I've always looked upon an author's name as a type of genre. Those who don't like the notion of genres ought to buy and read their books (yeah, I know you're talking about film) without knowing who wrote them.


----------



## Behni (Mar 17, 2012)

No order other than DVDs with the DVDs and Blu-Rays with the Blu-Rays. But I just had a thought that arranging my movies by colour would be rather interesting as viewed from a distance.


----------



## Connavar (Mar 17, 2012)

Im newer DVD collector and im exactly like dask in that author name are like genres for me. I collect books by author names.  I dont buy a book because its fantasy i buy it because that authors name i like,know.
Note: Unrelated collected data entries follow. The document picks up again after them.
PR #1609, opened 2021-12-07
Remove useless call to getWorkInfosByTag to reduce app onCreate execution time

aitorvs:
Task/Issue URL: https://app.asana.com/0/0/1201472407198058/f

### Description
We're seeing an increase of the app `onCreate` execution time. Some of the lifecycle observers may have a role in that increase. In particular the `TrackersDbCleanerScheduler` class was executing some useless code to try skip scheduling a worker when it was already scheduled.
That resulted in calling `getWorkInfosByTag` which is rather slow.

We can safely remove that call as we're already using `enqueueUniquePeriodicWork` in cobination with `KEEP` policy, which achieves the same

### Steps to test this PR
1. install from this branch
1. open the app
1. VERIFY `Registering application lifecycle observer: com.duckduckgo.app.privacy.cleanup.TrackersDbCleanerScheduler` appears in the logcat


marcosholgado (approved):
Nice one! 👍

PR #1616, opened 2021-12-10
Revert continuation indent to be 4

aitorvs:
Task/Issue URL: https://app.asana.com/0/414730916066338/1201492317527942/f

### Description
In [this](https://app.asana.com/0/414730916066338/1201355216612743) task we make some improvements but changed some of the IDE configs we have before, like the continuation indent that went from 4 -> 8

This PR reverts that value to be 4

### Steps to test this PR
1. pull this branch
1. Open the IDE
1. verify that continuation indents are not massive anymore

PR #1617, opened 2021-12-10
Move the pixel dependency out of application class

aitorvs:
Task/Issue URL: https://app.asana.com/0/414730916066338/1201464810536290/f

### Description
* The current app onCreate path takes longer than it should
* One of the main contributors is the pixel dependency in the app class
* The pixel dependency is used to:
  * send the mf pixel onCreate
  * send the ml pixel onStart
* the ml pixel doesn't affect the onCreate path
* the mf pixel doesn't need to be sent at onCreate, and can be scheduled to be sent later

This PR removes the pixel dependency from the app class by:
* creating a LifecycleEventObserver that will:
  * send the ml pixel onStart--except when the app is launched as a result of a fire button press
  * schedules the sending of the mf pixel

### Steps to test this PR
_test the ml pixel_
* install from this branch
* launch the app
* verify the ml pixel is sent
* press the fire button
* verify the ml pixel is NOT sent upon app launch

_test the mf pixel_
* in EnqueuedPixelWorker change KEEP for REPLACE in line 110
* build and install from this branch
* launch the app
* verify the mf pixel is NOT sent
* press the fire button
* verify the mf pixel is sent once

In addition, when taking a startup trace, the app onCreate path should not contain the pixel dependency anymore.

### DIFF
--- a/app/src/main/java/com/duckduckgo/app/global/DuckDuckGoApplication.kt
+++ b/app/src/main/java/com/duckduckgo/app/global/DuckDuckGoApplication.kt
@@ -17,9 +17,7 @@
 package com.duckduckgo.app.global
 
 import android.app.Application
-import androidx.lifecycle.Lifecycle
 import androidx.lifecycle.LifecycleObserver
-import androidx.lifecycle.OnLifecycleEvent
 import androidx.lifecycle.ProcessLifecycleOwner
 import com.duckduckgo.app.browser.BuildConfig
 import com.duckduckgo.app.di.AppComponent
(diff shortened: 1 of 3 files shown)


aitorvs:
* develop
  * **PR #1616** 
    * **PR #1617**  (this PR)

marcosholgado:
FYI `In addition, when taking a startup trace, the app onCreate path should not contain the pixel dependency anymore.` I can still see the pixel dependency during onCreate. I've attached a trace in the Asana task.

marcosholgado (approved):
Nice job!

Same with the films i have.  I shelf my DVDs with the director name.   Melville films, Johnny To films, Kurosawa films etc.   I dont get a film because its a Samurai or a urban drama like some Kurosawa films.  I get them because of the directors name. 

Just like i organize my bookshelfs.   Lord Dunsany+Vance+REH+Hammett+Gemmell in the top shelf because of their fav author status.
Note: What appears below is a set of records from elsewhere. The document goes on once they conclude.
PR #5702, opened 2025-02-27
Additional "default browser" prompts: refactored remote config parsing code to match expected schema

LukasPaczos:
Task/Issue URL: https://app.asana.com/0/1208671518894266/1209523191422601

### Description

Adjust the implementation to be able to use config entry that matches the schema.

### Steps to test this PR
Test config:
```json
    "defaultBrowserPrompts": {
      "state": "enabled",
      "exceptions": [],
      "features": {
        "defaultBrowserAdditionalPrompts202501": {
          "state": "enabled",
          "settings": {
            "activeDaysUntilStage1": "1",
            "activeDaysUntilStage2": "3",
            "activeDaysUntilStop": "5"
          },
          "cohorts": [
            {
              "name": "control",
              "weight": 0
            },
            {
              "name": "variant1",
              "weight": 0
            },
            {
              "name": "variant2",
              "weight": 1
            },
            {
              "name": "variant3",
              "weight": 0
            }
          ]
        }
      }
    }
```

1. Load this config: https://www.jsonblob.com/api/1344630015471575040
2. Move the device's calendar date by one day.
3. Restart/resume the app - a CTA should be shown.
4. Move the device's calendar date by one day and restart/resume the app, **twice** - a new menu item should be added.
5. Move the device's calendar date by one day and restart/resume the app, **twice** - menu should be removed.

### DIFF
--- a/app/src/main/java/com/duckduckgo/app/browser/defaultbrowsing/prompts/DefaultBrowserPromptsExperimentImpl.kt
+++ b/app/src/main/java/com/duckduckgo/app/browser/defaultbrowsing/prompts/DefaultBrowserPromptsExperimentImpl.kt
@@ -123,14 +123,23 @@ class DefaultBrowserPromptsExperimentImpl @Inject constructor(
         initialValue = false,
     )
 
+    /**
+     * Model used to parse remote config setting. All values are integer strings, for example "1" or "20".
+     */
     @VisibleForTesting
-    data class FeatureSettings(
+    data class FeatureSettingsConfigModel(
+        val activeDaysUntilStage1: String,
+        val activeDaysUntilStage2: String,
+        val activeDaysUntilStop: String,
+    )
+
+    private data class FeatureSettings(
         val activeDaysUntilStage1: Int,
         val activeDaysUntilStage2: Int,
         val activeDaysUntilStop: Int,
     )
 
-    private val featureSettingsJsonAdapter = moshi.adapter(FeatureSettings::class.java)
+    private val featureSettingsJsonAdapter = moshi.adapter(FeatureSettingsConfigModel::class.java)
 
     /**
      * Caches deserialized [Toggle.getSettings] for [DefaultBrowserPromptsFeatureToggles.defaultBrowserAdditionalPrompts202501].
@@ -372,7 +381,7 @@ class DefaultBrowserPromptsExperimentImpl @Inject constructor(
     private suspend fun DefaultBrowserPromptsFeatureToggles.parseFeatureSettings(): FeatureSettings? = withContext(dispatchers.io()) {
         defaultBrowserAdditionalPrompts202501().getSettings()?.let { settings ->
             try {
-                featureSettingsJsonAdapter.fromJson(settings)
+                featureSettingsJsonAdapter.fromJson(settings)?.toFeatureSettings()
             } catch (e: Exception) {
                 Timber.e(e)
                 null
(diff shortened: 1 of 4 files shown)


app/src/main/java/com/duckduckgo/app/browser/defaultbrowsing/prompts/DefaultBrowserPromptsExperimentImpl.kt
```diff
@@ -123,14 +123,23 @@ class DefaultBrowserPromptsExperimentImpl @Inject constructor(
...
 
+    /**
+     * Model used to parse remote config setting. All values are integer strings, for example "1" or "20".
+     */
     @VisibleForTesting
-    data class FeatureSettings(
+    data class FeatureSettingsConfigModel(
+        val activeDaysUntilStage1: String,
+        val activeDaysUntilStage2: String,
+        val activeDaysUntilStop: String,
```
aitorvs, line 133: Why do we use strings when this are `Int` types in reality?

app/src/main/java/com/duckduckgo/app/browser/defaultbrowsing/prompts/DefaultBrowserPromptsExperimentImpl.kt
```diff
@@ -421,6 +430,13 @@ class DefaultBrowserPromptsExperimentImpl @Inject constructor(
         pixel.fire(it.pixelName, it.params)
     }
 
+    @Throws(NumberFormatException::class)
+    private fun FeatureSettingsConfigModel.toFeatureSettings() = FeatureSettings(
+        activeDaysUntilStage1 = activeDaysUntilStage1.toInt(),
+        activeDaysUntilStage2 = activeDaysUntilStage2.toInt(),
+        activeDaysUntilStop = activeDaysUntilStop.toInt(),
+    )
+
```
aitorvs, line 439: Follow up to the comment above, why do we want to do this when we can just have an `Int` in the config and parse it directly to the appropriate type?

app/src/main/java/com/duckduckgo/app/browser/defaultbrowsing/prompts/DefaultBrowserPromptsExperimentImpl.kt
aitorvs: I am not sure it's true, look at `ampLinks.settings`, it has `deepExtractionTimeout` which is an Int and other params that are eg. boolean values.

I am not sure if "just an experiment" is a good argument for not doing things the right way tbf.

LukasPaczos: `ampLinks.settings` is top-level feature `settings` object, the problem we hit here is with the nested feature `settings` object - the schema unit tests were asking for strictly string values.

Looks like we'd need to tweak the way we define the `SubFeature` to allow the `SettingsType` to be at least `Record<string, string | number>` (if not just `any`), right now this seems to [default to `Record<string, string>`](https://github.com/duckduckgo/privacy-configuration/blob/10cec00018890d882b42877b65a76d187d888234/schema/feature.ts#L20) which would explain the required `string` value by unit tests. I can try a couple of things to make it work.

aitorvs: I think it's fine, leave it as is. Thanks for looking into it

Genres mean almost nothing to me, only when im trying unknown films/directors.


----------



## Starbeast (Mar 17, 2012)

J-Sun said:


> There's a very practical sense to genre in the sense that, while I don't have all that many DVDs (and still have some VHS). I'm a pro-classification guy, myself.
> 
> Anyway - free-form thread: anybody organize their DVDs a certain way or have abstruse theoretical insights?


 
With not many DVDs and VHS, you could just file them in "numeric/alpha" (I call it). With numbers first, then letters.

*3 Days of the Condor*
*28 Days Later*
*3000 Miles to Graceland*
*One Million B.C.*

*Alien*
*Aliens*
*Alien 3*
*Battlestar Galactica*
etc.
OR​Catagorize them similar to how I did mine (DVD & VHS together).

*Sci-fi*
*Horror*
*Action*
*Comedy*
*Superheros*
*Drama*
*Animation*
*Documentary*
*Misc.*​


----------



## Moonbat (Mar 17, 2012)

I have quite a substantial dvd collection and organising them into genre is nigh on impossible. Some areas are fine - out and out kung fu/martial arts, horror and comedies, but the dramas, actions, sci fi and epics are much harder to define. We do have some that we can group by director -woody allen, coen bros, clint eastwood etc, but thats usually only a handful. obviously trilogies and more can be grouped together, but eventually we had to add more distinct genres to encompass everything and still ended up with an ' other' section. I think we added: gangster, by nation (french, korean, spanish), guilty pleasures, biopics, tv series, stand up and more.
There were some arguments on where to place things.


----------



## HoopyFrood (Mar 17, 2012)

I haven't got a large enough collection of DVDs to warrant any major categorising, and there's one genre I tend to have a hell of a lot more of, so it tends to be Horror and Other 

We have five shelves of VHS in the hallway (we may be the only house left in the UK that has such a collection -- and two vus players, too) and we organised that quite well. Until the inevitably not putting things back where they came from...


----------



## Mouse (Mar 17, 2012)

I don't really categorise mine either, but I do put films with the same actors in together. So all my Ben Barnes's, my Alan Tudyk's, my Dominic Monaghan's and my Jackie Chan's are together.


----------



## Gumboot (Mar 18, 2012)

Ordering alphabetically by film titles seems the only logical and sensible way of storing a collection of films if you ask me.  The title is generally the most widely known detail about the film; a film director is not in any way parallel to a book author.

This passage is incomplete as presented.